=== Work to complete ===
From the first line to the last, reproduce the material exactly.

##### Working data #####

PR #2979, opened 2026-02-05
Added SSR app build step

vhuseinova-msft:
## Description
Added SSR app build step so CI tests can pass for tests with names starting with S

### Main changes in the PR:

1. Added SSR app build step
2. Added SSR demo app certification creation step

### Validation performed:

1. Ci

### Unit Tests added:

No

### End-to-end tests added:

No

### Change file added:

No

### DIFF
--- a/tools/yaml-templates/web-e2e-tests-job.yml
+++ b/tools/yaml-templates/web-e2e-tests-job.yml
@@ -56,6 +56,11 @@ jobs:
               value: 'test'
             ${{ else }}:
               value: 'localScriptTag'
+          - name: ssrFlag
+            ${{ if eq(testPrefixPattern, '{[S],[s]}') }}:
+              value: '--ssr'
+            ${{ else }}:
+              value: ''
         steps:
           - template: build-app-host.yml
             parameters:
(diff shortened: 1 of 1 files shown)


juanscr (approved):

tools/yaml-templates/web-e2e-tests-job.yml
```diff
@@ -56,6 +56,11 @@ jobs:
               value: 'test'
             ${{ else }}:
               value: 'localScriptTag'
+          - name: ssrFlag
+            ${{ if eq(testPrefixPattern, '{[S],[s]}') }}:
```
aeunms, line 60: Would this make it so that the a new test in the future that also starts with S might be triggered by this to be fed an ssr flag when not expected?

vhuseinova-msft: This is triggered for all tests which names starts with S or s (including ssr tests) once because of how our test patterns used. This flag just adds a step to start ssr test app, so it won't break anything, just increase time for tests to run

aeunms: I think I should have left this comment on line 102 but I think it's the same answer for that, sounds good!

#####

=== Solution for this exercise ===
PR #2979, opened 2026-02-05
Added SSR app build step

vhuseinova-msft:
## Description
Added SSR app build step so CI tests can pass for tests with names starting with S

### Main changes in the PR:

1. Added SSR app build step
2. Added SSR demo app certification creation step

### Validation performed:

1. Ci

### Unit Tests added:

No

### End-to-end tests added:

No

### Change file added:

No

### DIFF
--- a/tools/yaml-templates/web-e2e-tests-job.yml
+++ b/tools/yaml-templates/web-e2e-tests-job.yml
@@ -56,6 +56,11 @@ jobs:
               value: 'test'
             ${{ else }}:
               value: 'localScriptTag'
+          - name: ssrFlag
+            ${{ if eq(testPrefixPattern, '{[S],[s]}') }}:
+              value: '--ssr'
+            ${{ else }}:
+              value: ''
         steps:
           - template: build-app-host.yml
             parameters:
(diff shortened: 1 of 1 files shown)


juanscr (approved):

tools/yaml-templates/web-e2e-tests-job.yml
```diff
@@ -56,6 +56,11 @@ jobs:
               value: 'test'
             ${{ else }}:
               value: 'localScriptTag'
+          - name: ssrFlag
+            ${{ if eq(testPrefixPattern, '{[S],[s]}') }}:
```
aeunms, line 60: Would this make it so that the a new test in the future that also starts with S might be triggered by this to be fed an ssr flag when not expected?

vhuseinova-msft: This is triggered for all tests which names starts with S or s (including ssr tests) once because of how our test patterns used. This flag just adds a step to start ssr test app, so it won't break anything, just increase time for tests to run

aeunms: I think I should have left this comment on line 102 but I think it's the same answer for that, sounds good!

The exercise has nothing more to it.